TASK TO COMPLETE → The lines to copy are those in the records below that hold the word "pillar".

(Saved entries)
------------------------------------------------------------------------
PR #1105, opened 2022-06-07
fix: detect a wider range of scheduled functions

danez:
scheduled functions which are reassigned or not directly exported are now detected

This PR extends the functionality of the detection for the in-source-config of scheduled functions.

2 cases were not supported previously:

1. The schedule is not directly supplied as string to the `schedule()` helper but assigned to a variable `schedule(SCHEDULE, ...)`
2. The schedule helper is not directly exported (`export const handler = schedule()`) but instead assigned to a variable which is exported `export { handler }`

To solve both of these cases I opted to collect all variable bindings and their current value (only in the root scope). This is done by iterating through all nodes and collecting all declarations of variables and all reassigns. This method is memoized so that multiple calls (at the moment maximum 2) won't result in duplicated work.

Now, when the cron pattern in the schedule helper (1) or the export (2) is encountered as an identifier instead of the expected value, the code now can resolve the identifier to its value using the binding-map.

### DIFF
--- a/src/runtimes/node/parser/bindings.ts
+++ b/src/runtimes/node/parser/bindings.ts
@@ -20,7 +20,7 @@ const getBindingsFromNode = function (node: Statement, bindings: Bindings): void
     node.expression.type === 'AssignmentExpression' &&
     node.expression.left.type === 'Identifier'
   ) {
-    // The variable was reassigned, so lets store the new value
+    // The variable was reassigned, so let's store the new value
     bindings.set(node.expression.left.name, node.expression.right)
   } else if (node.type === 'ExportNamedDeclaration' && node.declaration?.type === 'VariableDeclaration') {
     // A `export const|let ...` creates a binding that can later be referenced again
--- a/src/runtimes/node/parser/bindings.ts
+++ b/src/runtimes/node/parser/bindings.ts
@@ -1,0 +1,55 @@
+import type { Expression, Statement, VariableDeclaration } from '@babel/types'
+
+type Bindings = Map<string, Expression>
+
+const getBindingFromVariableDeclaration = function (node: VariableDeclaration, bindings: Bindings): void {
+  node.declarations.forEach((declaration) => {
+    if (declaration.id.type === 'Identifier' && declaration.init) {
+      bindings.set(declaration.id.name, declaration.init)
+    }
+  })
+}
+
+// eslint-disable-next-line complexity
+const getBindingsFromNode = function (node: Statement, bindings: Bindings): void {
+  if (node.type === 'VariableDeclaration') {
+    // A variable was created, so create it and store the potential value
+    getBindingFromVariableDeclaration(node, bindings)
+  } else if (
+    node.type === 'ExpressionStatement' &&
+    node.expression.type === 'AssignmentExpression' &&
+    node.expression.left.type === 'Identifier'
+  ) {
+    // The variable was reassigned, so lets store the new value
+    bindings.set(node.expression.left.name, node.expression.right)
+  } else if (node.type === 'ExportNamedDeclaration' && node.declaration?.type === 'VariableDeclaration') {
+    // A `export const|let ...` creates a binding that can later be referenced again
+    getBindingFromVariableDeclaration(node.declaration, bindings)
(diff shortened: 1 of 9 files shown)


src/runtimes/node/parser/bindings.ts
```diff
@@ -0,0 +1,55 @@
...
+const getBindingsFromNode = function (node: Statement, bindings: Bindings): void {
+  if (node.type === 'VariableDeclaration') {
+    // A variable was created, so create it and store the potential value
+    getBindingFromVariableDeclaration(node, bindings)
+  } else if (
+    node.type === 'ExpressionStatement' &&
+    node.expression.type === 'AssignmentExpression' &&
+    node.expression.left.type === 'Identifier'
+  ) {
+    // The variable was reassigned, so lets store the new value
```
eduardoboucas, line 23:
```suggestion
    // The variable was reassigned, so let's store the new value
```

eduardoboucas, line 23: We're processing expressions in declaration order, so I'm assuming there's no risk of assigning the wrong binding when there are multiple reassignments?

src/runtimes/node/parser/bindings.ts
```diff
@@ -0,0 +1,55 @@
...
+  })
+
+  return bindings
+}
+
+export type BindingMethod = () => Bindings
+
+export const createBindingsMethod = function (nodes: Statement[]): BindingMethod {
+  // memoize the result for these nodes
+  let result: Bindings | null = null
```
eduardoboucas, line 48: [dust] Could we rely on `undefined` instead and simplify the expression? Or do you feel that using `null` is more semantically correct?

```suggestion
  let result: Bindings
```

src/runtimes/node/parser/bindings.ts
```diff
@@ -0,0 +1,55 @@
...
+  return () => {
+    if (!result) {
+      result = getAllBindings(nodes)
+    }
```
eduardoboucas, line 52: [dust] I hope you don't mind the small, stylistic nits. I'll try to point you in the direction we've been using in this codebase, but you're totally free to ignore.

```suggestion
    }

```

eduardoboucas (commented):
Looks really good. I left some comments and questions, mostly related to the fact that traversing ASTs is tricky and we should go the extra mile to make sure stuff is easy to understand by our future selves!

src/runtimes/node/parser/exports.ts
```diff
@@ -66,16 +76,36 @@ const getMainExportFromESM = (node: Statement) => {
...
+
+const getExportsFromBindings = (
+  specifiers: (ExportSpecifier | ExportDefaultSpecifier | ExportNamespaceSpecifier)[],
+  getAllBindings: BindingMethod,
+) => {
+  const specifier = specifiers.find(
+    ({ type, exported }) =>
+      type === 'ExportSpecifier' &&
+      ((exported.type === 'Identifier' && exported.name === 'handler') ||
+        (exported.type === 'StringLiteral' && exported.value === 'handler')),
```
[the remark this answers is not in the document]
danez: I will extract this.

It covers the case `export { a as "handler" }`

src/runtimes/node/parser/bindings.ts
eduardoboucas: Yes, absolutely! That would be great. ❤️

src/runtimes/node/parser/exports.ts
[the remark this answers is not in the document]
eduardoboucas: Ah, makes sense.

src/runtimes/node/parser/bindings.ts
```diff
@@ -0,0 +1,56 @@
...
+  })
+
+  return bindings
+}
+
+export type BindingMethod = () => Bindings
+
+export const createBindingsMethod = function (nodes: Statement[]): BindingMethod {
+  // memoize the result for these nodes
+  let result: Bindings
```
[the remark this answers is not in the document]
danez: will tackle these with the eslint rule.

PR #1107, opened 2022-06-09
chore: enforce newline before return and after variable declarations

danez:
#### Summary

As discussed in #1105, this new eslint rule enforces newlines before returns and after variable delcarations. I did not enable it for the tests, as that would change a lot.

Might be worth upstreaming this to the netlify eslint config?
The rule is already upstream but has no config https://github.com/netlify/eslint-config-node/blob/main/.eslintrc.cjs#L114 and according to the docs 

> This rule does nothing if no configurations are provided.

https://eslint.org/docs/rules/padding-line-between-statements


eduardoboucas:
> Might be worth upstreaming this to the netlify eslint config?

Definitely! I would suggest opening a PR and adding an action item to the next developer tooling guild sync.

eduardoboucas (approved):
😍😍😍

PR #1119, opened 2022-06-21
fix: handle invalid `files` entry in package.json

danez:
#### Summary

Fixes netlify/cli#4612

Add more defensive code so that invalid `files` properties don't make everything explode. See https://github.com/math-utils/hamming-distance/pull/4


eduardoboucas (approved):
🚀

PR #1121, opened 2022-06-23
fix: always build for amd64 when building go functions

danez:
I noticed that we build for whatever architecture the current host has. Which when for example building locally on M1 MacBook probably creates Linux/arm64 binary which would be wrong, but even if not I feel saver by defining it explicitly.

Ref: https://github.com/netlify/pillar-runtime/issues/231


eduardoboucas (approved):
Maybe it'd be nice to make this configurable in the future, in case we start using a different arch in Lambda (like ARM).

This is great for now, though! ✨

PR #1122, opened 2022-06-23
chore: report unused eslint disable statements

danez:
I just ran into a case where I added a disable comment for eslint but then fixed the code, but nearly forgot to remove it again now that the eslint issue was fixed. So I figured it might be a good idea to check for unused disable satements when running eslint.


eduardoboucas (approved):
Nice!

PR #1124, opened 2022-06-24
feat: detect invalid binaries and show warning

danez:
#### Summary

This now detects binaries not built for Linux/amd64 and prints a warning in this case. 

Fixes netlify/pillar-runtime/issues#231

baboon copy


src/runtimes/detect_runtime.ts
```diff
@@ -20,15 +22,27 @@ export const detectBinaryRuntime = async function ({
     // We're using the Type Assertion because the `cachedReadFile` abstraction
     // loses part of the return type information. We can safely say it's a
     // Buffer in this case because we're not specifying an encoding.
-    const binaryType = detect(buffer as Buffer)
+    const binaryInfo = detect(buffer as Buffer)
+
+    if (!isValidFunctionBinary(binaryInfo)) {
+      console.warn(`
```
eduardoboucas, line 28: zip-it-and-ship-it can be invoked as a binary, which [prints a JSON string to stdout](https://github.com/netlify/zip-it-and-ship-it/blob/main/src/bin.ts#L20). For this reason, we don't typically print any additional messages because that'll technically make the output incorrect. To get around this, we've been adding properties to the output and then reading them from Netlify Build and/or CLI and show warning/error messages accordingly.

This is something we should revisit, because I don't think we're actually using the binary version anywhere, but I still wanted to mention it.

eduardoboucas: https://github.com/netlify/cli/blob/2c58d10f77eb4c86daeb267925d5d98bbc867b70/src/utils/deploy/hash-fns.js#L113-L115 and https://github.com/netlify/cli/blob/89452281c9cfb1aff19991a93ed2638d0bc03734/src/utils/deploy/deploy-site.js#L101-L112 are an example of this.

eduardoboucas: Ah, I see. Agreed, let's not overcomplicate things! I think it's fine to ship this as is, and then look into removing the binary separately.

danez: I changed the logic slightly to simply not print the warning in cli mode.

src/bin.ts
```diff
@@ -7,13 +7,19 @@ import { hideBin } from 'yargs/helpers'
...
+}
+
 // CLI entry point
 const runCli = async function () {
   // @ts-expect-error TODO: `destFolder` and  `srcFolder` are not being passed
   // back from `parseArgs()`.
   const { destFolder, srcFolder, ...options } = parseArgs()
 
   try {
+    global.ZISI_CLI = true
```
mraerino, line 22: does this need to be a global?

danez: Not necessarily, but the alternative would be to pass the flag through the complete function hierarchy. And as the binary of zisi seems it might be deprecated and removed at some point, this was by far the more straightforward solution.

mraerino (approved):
------------------------------------------------------------------------
OUTPUT BELOW →
Ref: https://github.com/netlify/pillar-runtime/issues/231
Fixes netlify/pillar-runtime/issues#231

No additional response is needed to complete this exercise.